Below, the membrane filtration apparatus of this reference example is demonstrated by the 1st thru | or 4th Example. However, it can be changed as necessary, for example, by combining or replacing the constituent parts and modifications described in each example or the first embodiment. Note that differences from the first embodiment will be mainly described, and portions corresponding to each other will be omitted as appropriate.

(Example 2-1)
FIG. 6 is a diagram showing a first embodiment of a membrane filtration apparatus of a reference example to which the present invention is applied. As shown in FIG. 6, the turbidity source addition means 6 has an addition port connected to a pipe on the upstream side of the membrane filtration means 1. Such a turbidity source addition means 6 adds a turbidity source to the raw water supplied to the membrane filtration means 1 in accordance with a command from the control means 4. As the turbidity source, it is preferable to use a substance that has a property of dissolving in water, such as calcium hypochlorite or bubbles of 1 mm or less, and disappears by dissolution in a predetermined time.

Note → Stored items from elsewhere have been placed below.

PR #38, opened 2018-07-31
Build fixes

neworderofjamie:
Having massaged the Jenkins script a little so it actually works, I fixed a few errors it threw up. There's still lots of linker failures on your machine for I2C stuff though and my machine doesn't have the ARSDK installed for all users - I think maybe we need to think carefully about what actually gets automatically tested and what counts as a failure

### DIFF
--- a/video/netsource.h
+++ b/video/netsource.h
@@ -32,12 +32,12 @@ public:
     NetSource(Net::Node &node)
     {
         // handle incoming IMG commands
-        node.addCommandHandler("IMG", [this](auto &node, auto &command) {
+        node.addCommandHandler("IMG", [this](Net::Node &node, const Net::Command &command) {
             onCommandReceived(node, command);
         });
 
         // when connected, send command to start streaming
-        node.addConnectedHandler([](auto &node) {
+        node.addConnectedHandler([](Net::Node &node) {
             node.getSocket()->send("IMG START\n");
         });
     }
--- a/Jenkinsfile
+++ b/Jenkinsfile
@@ -66,10 +66,7 @@ for(b = 0; b < builderNodes.size; b++) {
                         
                         // Build tests and set build status based on return code
                         def statusCode = sh script:"./build_all_examples.sh 1> \"" + uniqueMsg + "\" 2> \"" + uniqueMsg + "\"", returnStatus:true
-                        if(statusCode == 0) {
-                            setBuildStatus("Building examples", "SUCESSS");
-                        }
-                        else {
+                        if(statusCode != 0) {                            
                             setBuildStatus("Building examples", "FAILURE");
                         }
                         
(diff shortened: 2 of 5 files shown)


video/netsource.h
```diff
@@ -32,12 +32,12 @@ class NetSource : public Input
     NetSource(Net::Node &node)
     {
         // handle incoming IMG commands
-        node.addCommandHandler("IMG", [this](auto &node, auto &command) {
+        node.addCommandHandler("IMG", [this](Net::Node &node, const Net::Command &command) {
             onCommandReceived(node, command);
```
alexdewar: It's weird that this doesn't work on your compiler, because this is definitely part of the C++14 standard.

Obvs we don't *need* this here but maybe we're building something with C++11 by mistake?

alexdewar:
We def don't have to build everything on all nodes, but I think it would be good if we could fix the build failures. I'll have a tinker with the I2C stuff at some point and see if I can get it working.

I would like it if we could test the Bebop stuff on your machine -- it would be good to check it works with Ubuntu. Would you mind setting up the ARSDK so it works for the jenkins user too? You could just bung it in /opt/arsdk or something and set ARSDK_ROOT to point there.

neworderofjamie:
Sure - will do

alexdewar:
Sorry @neworderofjamie -- were you waiting for me to merge this? I am happy with it all if you're ready to merge.

neworderofjamie:
Did you fix the linker errors on your machine? I thought you were gonna investigate :smile:

alexdewar:
Didn't mean to close this. Oops!

I haven't fixed the linker errors on my machine, but I suspect it could be fiddly (it looks like there are some declarations in the header file without definitions in the .so for some reason). I was thinking we could just merge for now, given that master branch is also failing checks.

We could just exclude that test from jenkins for now (with an if-statement in the shell script) and worry about it later.

But I will have a look now and see if I can fix the linker error, which is the nicer solution.

neworderofjamie:
Weird - With I2C there is a kernel mode and a usermode interface (both of which look identical). I'm wondering if somehow on newer linuxes we're including the kernel mode one by mistake

alexdewar:
I just tried *not* including the kernel header (on Arch and Ubuntu 18.04) and then it won't compile at all, because there's a missing #define for I2C_SLAVE. This is all a bit weird.

As long as this example compiles ok on the Jetson I guess that's the main thing; maybe it's some weirdness of x86. In that case, I'd be tempted to just exclude lm9ds1_test from build-all-examples.sh. Is the Jetson running Ubuntu 18.04 btw?

neworderofjamie:
The Jetson currently runs 16.04 (as does my desktop on which it compiles fine). I'm suspicious there's an extra package required on 18/arch

alexdewar:
Ok so adding ``-li2c`` to the LINK_FLAGS *does* work, though I could swear I tried it before without success (maybe something to do with the order of arguments to gcc?).

The only thing is that we *don't* want this extra link flag for Ubuntu <=16.04. I'll have a play with the makefile and see if I can come up with an appropriate if statement

neworderofjamie:
Behold the green tick of righteousness!

alexdewar:
Cool! Well I'm happy to merge whenever you are...

PR #39, opened 2018-08-06
Joystick fixes

neworderofjamie:
I was trying to use the camera recorder and found a whole bunch of stuff had got broken:
- The Makefile wasn't building dependencies properly and the vicon target was named wrong
- Renamed the implementation of ``JoystickBase::updateAxis`` that actually raises events to aid clarity
- ``Tank::onJoystickEvent`` was really broken - ``m_X`` and ``m_Y`` never got updated


neworderofjamie:
How comes there's ``m_AxisStates`` with different types in ``JoystickBase`` and ``JoystickLinux``? That seems mega-confusing and I was convinced that was the problem for some time....

camera_recorder/Makefile
```diff
@@ -4,10 +4,14 @@ include ../common/flags.mk
...
+
+camera_recorder: camera_recorder.cc camera_recorder.d
 	$(CXX) camera_recorder.cc $(CXXFLAGS) -DI2C $(LINK_FLAGS) -o camera_recorder
 
-camera_recorder_vicon: camera_recorder.cc
-	$(CXX) camera_recorder.cc $(CXXFLAGS) -DVICON_CAPTURE $(LINK_FLAGS) -o camera_recorder_vicon_tracking
+-include camera_recorder_vicon.d
+
+camera_recorder_vicon: camera_recorder.cc camera_recorder_vicon.d
+	$(CXX) camera_recorder.cc $(CXXFLAGS) -DVICON_CAPTURE $(LINK_FLAGS) -o camera_recorder_vicon
```
alexdewar: Ugh sorry about that!

alexdewar:
Re ``m_AxisStates``, we could consider renaming it...

But the reason there is a separate ``int16_t`` array in ``JoystickLinux`` is because we want to keep a record of the x and y states of the thumbsticks, because we're using a circular deadzone and we get updates to the x and y states separately. So it could be that an update to the x state would mean that ``hypot(x,y) > deadZone``, but we need to know what y is to calculate this.

alexdewar:
And sorry for having broken stuff :-/

alexdewar:
How about we rename it to ``m_ThumbStickStates`` and stick a comment in there explaining this?

alexdewar:
It's worth adding that ``m_AxisStates`` in ``JoystickBase`` contains the axis values *after deadzoning*, partly so we don't repeatedly tell the joystick event handler that the axis value is zero

neworderofjamie:
As long as it works, renaming and commenting would totally work for me but couldn't we just have the platform-specific aspect deal with converting from platform-specific types to normalised float in m_AxisState and then leave it up to the base class to do deadzoning of whatever sort?

alexdewar:
That probably would a cleaner way of doing it - and we could get rid of the recurring template pattern then.

alexdewar:
But we would still need a separate array for the thumbsticks, because you need to keep track of their values a) so that you can check whether a change to another axis pushes both of them out of the deadzone and b) whether the "final" values for these axes (after deadzoning) have changed, so you can decide whether to raise an event or not. Essentially you need the undeadzoned values to use internally and the deadzoned values for event handling

alexdewar:
But I agree that we could just pass floats to ``JoystickBase`` and let ``JoystickLinux`` and ``JoystickWindows`` worry about how to turn axis values into floats

neworderofjamie:
Maybe just make it clearer with ``m_UnDeadzonedAxisState``

neworderofjamie:
Ok, I think this is quite a lot nicer and seems to work nicely on Linux and Windows, what do you think?

hid/joystick_base.h
```diff
@@ -179,58 +216,103 @@ class JoystickBase : public Threadable
...
+    //------------------------------------------------------------------------
+    void setPressed(JButton button, bool isInitial)
+    {
+        // Get state and set StateDown and StatePressed
+        uint8_t state = getState(button);
+        state |= (StateDown | StatePressed);
+
+        // Set new state
+        setState(button, state, isInitial);
+    }
```
alexdewar: I don't really understand what's going on in this function. Couldn't you just write:
```
setState(button, StateDown | StatePressed, isInitial);
```
I'm a bit worried that by or-ing state you could also have ``StateReleased`` set. Or am I missing something?

alexdewar: Ah wait I get it. I suppose you could have a down event and a release event in the same update...

hid/joystick_base.h
```diff
@@ -179,58 +216,103 @@ class JoystickBase : public Threadable
...
-            updateAxis(axisVert, 0.0f, isInitial);
-        } else {
-            updateAxis(axisHorz, x, isInitial);
-            updateAxis(axisVert, y, isInitial);
+        // If deadzone is enabled
+        if(m_DeadZone > 0.0f) {
+            // If axis and perpendicular axis are within circular deadzone, return 0
+            const float statePerpendicular = m_AxisState[toIndex(axisPerpendicular)];
+            if (sqrt((state * state) + (statePerpendicular * statePerpendicular)) < m_DeadZone) {
+                return 0.0f;
```
alexdewar: Could write ``hypot(state, statePerpendicular)`` instead

alexdewar:
This does look much cleaner. Cheers for doing this! I've just made a few small comments.

I'm guessing this is failing the check because the I2C fix hasn't been merged into this branch...?

alexdewar:
The joystick code builds ok on my machine, so I'm happy to merge if you are.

  The film break detection process of the present embodiment will be described. The control means 4 takes in the measured value A of turbidity from the treated water quality measuring means 3 when the membrane filtration apparatus is performing a basic operation.

  Next, when detecting the breakage of the filtration membrane, the control means 4 outputs a turbidity source addition command to the turbidity source addition means 6. The turbidity source addition means 6 adds a predetermined amount of the turbidity source to the raw water to be treated in accordance with the command from the control means 4. The amount added here may be determined in consideration of the dissolution rate of the turbidity source and the flow time from the addition position to the measurement position of the treated water quality measuring means 3. The flow-down time is a time measured in advance when the filter membrane is broken.

  After the turbidity source is added, the control means 4 takes in the measured value B of turbidity from the treated water quality measurement means 3. In addition, what is necessary is just to set so that the turbidity of the water quality by a turbidity source can be reflected in the measured value B about the time from the time of adding a turbidity source until acquisition of the measured value B. For example, the acquisition time of the measurement value B may be determined based on the length of the pipe from the addition position of the turbidity source to the measurement position of the treated water quality measurement means 3, the passing flow rate, and the like.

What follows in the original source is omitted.